**DATASET EXTRACT:**
PR #241, opened 2018-06-22
Make pyup less noisy

jmaupetit:
## Purpose

Greenkeeper and Pyup are useful services configured to ensure that front and back-end dependencies are always up-to-date. After a few months working with them, it appears that the update frequency is too high and finally counter-productive. So the decision has been made to increase the signal vs noise ratio.

## Proposal

- [x] back-end: switch to pyup weekly updates 
- [x] ~front-end: switch back to caret versions instead of pinned dependencies \*~

\* using this pattern, Greenkeeper will only submit a PR for major dependency updates or when the CI breaks for minor/patch updates (see [Greenkeeper's documentation](https://greenkeeper.io/docs.html#greenkeeper-step-by-step)).

Edit: we decided to keep pinned dependencies for the front-end and switch to Renovate to schedule monthly updates. This switch will be implemented in a separated PR.


mbenadda:
Hey Julien, thanks for taking some time to improve this 👍

I imagine there is no way to configure greenkeeper to do updates once a week like pyup? As I understand the docs, moving forward it will pretty much not do anything apart from major version changes (which don't occur all that often).

jmaupetit:
Unfortunately no: there is no way to set the update frequency with greenkeeper :disappointed: But I think we might have come with a reasonable solution by using caret versions: being notified when a minor or patch release breaks your CI or when a major release is out seems relevant.

mbenadda:
> when a minor or patch release breaks your CI

This is never going to happen as the lockfile precisely exists to prevent the CI (or anyone that installs using the lockfile) from pulling newer versions. Therefore I think we should just remove it entirely rather than add 30 seconds to all our builds for a negligible benefit.


I still think dependency updates need to be taken care of on a (reasonably) regular schedule; just not as a daily annoyance as greenkeeper has been.

I offer 2 solutions:
- accept it as a manual job (takes 10 minute developer time every week/whatever) — this is my favored solution
- try another tool, hopefully a better one than greenkeeper (Renovate? it's free for OS and available on GH marketplace)

Ping @rmoch @sampaccoud you might want to weigh in on this

jmaupetit:
> This is never going to happen as the lockfile precisely exists to prevent the CI (or anyone that installs using the lockfile) from pulling newer versions.

Totally true, I missed that point.

I don't think that it must be a manual job: to me it's the best way to never upgrade our dependencies.

Maybe other (better?) tools can be investigated, but in the meantime I propose to:

* remove the `--frozen-lockfile` flag from the yarn install step in the CI (since every new release is already tested by greenkeeper, there is no reason to keep this file locked)
* test greenkeeper with those settings during a few weeks and see how it goes.

WDYT?

sampaccoud:
@mbenadda I agree with @jmaupetit that an automatic PR has value. This will remind us to keep the project updated when we will be working on something else. Once a month for frontend  and once a week for backend seems enough though.

Renovate seems to allow scheduling so let's give it a try? 

> Receive automated Pull Requests whenever dependencies need updating. Or whenever you schedule it for.

mbenadda:
yarn's `--frozen-lockfile` (and the similar npm thing) are a godsend.

Without them the CI is unreliable as it installs random stuff and breaks on completely unrelated branches. Essentially builds from the same source don't have the same output anymore. This means:
- you lose a lot of time to track down problems and upgrade deps when you would rather be finishing your feature
- you also lose your ability to deploy in the meantime as your builds don't work and you can't revert as the breakage it implicitly contained in some `^` in your package.json

I've been through this in the past and it's pretty painful.

Let's leave Greenkeeper untouched until we try Renovate. I agree with both of you that this can be a valuable service if it is good enough.

jmaupetit:
> Without them the CI is unreliable as it installs random stuff and breaks on completely unrelated branches.

I might be wrong, but this cannot happen since every new dependency release will be tested by greenkeeper and a new PR will be submitted when something breaks. No?

> Essentially builds from the same source don't have the same output anymore. [...] I've been through this in the past and it's pretty painful.

True. But were you notified in the past when a minor or patch upgrade broke your CI?

No trolling. I'm trying to understand the pros and cons.

mbenadda:
> this cannot happen

I'd say _might not happen as often_ probably? We don't know that greenkeeper is instantaneous and we're running builds all the time.

> notified [...] when a minor or patch upgrade broke your CI?

This obviously can't cover new feature work done. Maybe not critical but this is still a hole in our caret mitigation strategy.

Other cons:
- we might be warned, but it still makes those upgrades a "drop everything and fix this *now*" situation, rather than a deliberate and organized thing
- if a bunch of people work on the project, they'll have different deps installed depending on the time they pulled and that can't be fixed by a `yarn install` as the versions are still matching 


In my opinion using carets means losing control over dependencies. I'd rather not go down that rabbit hole than do it and hope greenkeeper mitigates the issues it causes

jmaupetit:
We must not forget that the lockfile is here to ensure that everyone will install locked dependencies (and locked 3rd-party dependencies) as long as dependency versions listed in the `package.json` match locked dependencies.

Hence, if a dependency upgrade breaks the CI, Greenkeeper will tell us so, the lockfile will be updated, and a `yarn install` on a developer's machine **will fix** the issue.

That said, I totally agree with you that not pinning dependencies is a really bad idea and feel a bit ashamed to propose caret versions as a "solution" to our initial problem that was: increase signal _vs_ noise ratio of dependency updates.

Therefore, to make everyone happy, I think our best option would be to stay with pinned dependencies and configure monthly updates with Renovate (if it has support for lockfile upgrade). @mbenadda should I go for it?

mbenadda:
Yes definitely! 🙏

Maybe in another PR so you can go ahead with the pyup stuff which is OK. (and maybe I can do it myself since I'm the one who suggested dropping greenkeeper for renovate 😉)

jmaupetit:
Okay, I've dropped my greenkeeper-related commit. 

> I can do it myself since I'm the one who suggested dropping greenkeeper for renovate

Do as you pleased. In any case, feel free to ping me if you need some help on the CI.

**WHAT NEEDS TO BE DONE:** Nothing in the material may be left out; write it all out verbatim.

**WRITTEN RESPONSE:**
PR #241, opened 2018-06-22
Make pyup less noisy

jmaupetit:
## Purpose

Greenkeeper and Pyup are useful services configured to ensure that front and back-end dependencies are always up-to-date. After a few months working with them, it appears that the update frequency is too high and finally counter-productive. So the decision has been made to increase the signal vs noise ratio.

## Proposal

- [x] back-end: switch to pyup weekly updates 
- [x] ~front-end: switch back to caret versions instead of pinned dependencies \*~

\* using this pattern, Greenkeeper will only submit a PR for major dependency updates or when the CI breaks for minor/patch updates (see [Greenkeeper's documentation](https://greenkeeper.io/docs.html#greenkeeper-step-by-step)).

Edit: we decided to keep pinned dependencies for the front-end and switch to Renovate to schedule monthly updates. This switch will be implemented in a separated PR.


mbenadda:
Hey Julien, thanks for taking some time to improve this 👍

I imagine there is no way to configure greenkeeper to do updates once a week like pyup? As I understand the docs, moving forward it will pretty much not do anything apart from major version changes (which don't occur all that often).

jmaupetit:
Unfortunately no: there is no way to set the update frequency with greenkeeper :disappointed: But I think we might have come with a reasonable solution by using caret versions: being notified when a minor or patch release breaks your CI or when a major release is out seems relevant.

mbenadda:
> when a minor or patch release breaks your CI

This is never going to happen as the lockfile precisely exists to prevent the CI (or anyone that installs using the lockfile) from pulling newer versions. Therefore I think we should just remove it entirely rather than add 30 seconds to all our builds for a negligible benefit.


I still think dependency updates need to be taken care of on a (reasonably) regular schedule; just not as a daily annoyance as greenkeeper has been.

I offer 2 solutions:
- accept it as a manual job (takes 10 minute developer time every week/whatever) — this is my favored solution
- try another tool, hopefully a better one than greenkeeper (Renovate? it's free for OS and available on GH marketplace)

Ping @rmoch @sampaccoud you might want to weigh in on this

jmaupetit:
> This is never going to happen as the lockfile precisely exists to prevent the CI (or anyone that installs using the lockfile) from pulling newer versions.

Totally true, I missed that point.

I don't think that it must be a manual job: to me it's the best way to never upgrade our dependencies.

Maybe other (better?) tools can be investigated, but in the meantime I propose to:

* remove the `--frozen-lockfile` flag from the yarn install step in the CI (since every new release is already tested by greenkeeper, there is no reason to keep this file locked)
* test greenkeeper with those settings during a few weeks and see how it goes.

WDYT?

sampaccoud:
@mbenadda I agree with @jmaupetit that an automatic PR has value. This will remind us to keep the project updated when we will be working on something else. Once a month for frontend  and once a week for backend seems enough though.

Renovate seems to allow scheduling so let's give it a try? 

> Receive automated Pull Requests whenever dependencies need updating. Or whenever you schedule it for.

mbenadda:
yarn's `--frozen-lockfile` (and the similar npm thing) are a godsend.

Without them the CI is unreliable as it installs random stuff and breaks on completely unrelated branches. Essentially builds from the same source don't have the same output anymore. This means:
- you lose a lot of time to track down problems and upgrade deps when you would rather be finishing your feature
- you also lose your ability to deploy in the meantime as your builds don't work and you can't revert as the breakage it implicitly contained in some `^` in your package.json

I've been through this in the past and it's pretty painful.

Let's leave Greenkeeper untouched until we try Renovate. I agree with both of you that this can be a valuable service if it is good enough.

jmaupetit:
> Without them the CI is unreliable as it installs random stuff and breaks on completely unrelated branches.

I might be wrong, but this cannot happen since every new dependency release will be tested by greenkeeper and a new PR will be submitted when something breaks. No?

> Essentially builds from the same source don't have the same output anymore. [...] I've been through this in the past and it's pretty painful.

True. But were you notified in the past when a minor or patch upgrade broke your CI?

No trolling. I'm trying to understand the pros and cons.

mbenadda:
> this cannot happen

I'd say _might not happen as often_ probably? We don't know that greenkeeper is instantaneous and we're running builds all the time.

> notified [...] when a minor or patch upgrade broke your CI?

This obviously can't cover new feature work done. Maybe not critical but this is still a hole in our caret mitigation strategy.

Other cons:
- we might be warned, but it still makes those upgrades a "drop everything and fix this *now*" situation, rather than a deliberate and organized thing
- if a bunch of people work on the project, they'll have different deps installed depending on the time they pulled and that can't be fixed by a `yarn install` as the versions are still matching 


In my opinion using carets means losing control over dependencies. I'd rather not go down that rabbit hole than do it and hope greenkeeper mitigates the issues it causes

jmaupetit:
We must not forget that the lockfile is here to ensure that everyone will install locked dependencies (and locked 3rd-party dependencies) as long as dependency versions listed in the `package.json` match locked dependencies.

Hence, if a dependency upgrade breaks the CI, Greenkeeper will tell us so, the lockfile will be updated, and a `yarn install` on a developer's machine **will fix** the issue.

That said, I totally agree with you that not pinning dependencies is a really bad idea and feel a bit ashamed to propose caret versions as a "solution" to our initial problem that was: increase signal _vs_ noise ratio of dependency updates.

Therefore, to make everyone happy, I think our best option would be to stay with pinned dependencies and configure monthly updates with Renovate (if it has support for lockfile upgrade). @mbenadda should I go for it?

mbenadda:
Yes definitely! 🙏

Maybe in another PR so you can go ahead with the pyup stuff which is OK. (and maybe I can do it myself since I'm the one who suggested dropping greenkeeper for renovate 😉)

jmaupetit:
Okay, I've dropped my greenkeeper-related commit. 

> I can do it myself since I'm the one who suggested dropping greenkeeper for renovate

Do as you pleased. In any case, feel free to ping me if you need some help on the CI.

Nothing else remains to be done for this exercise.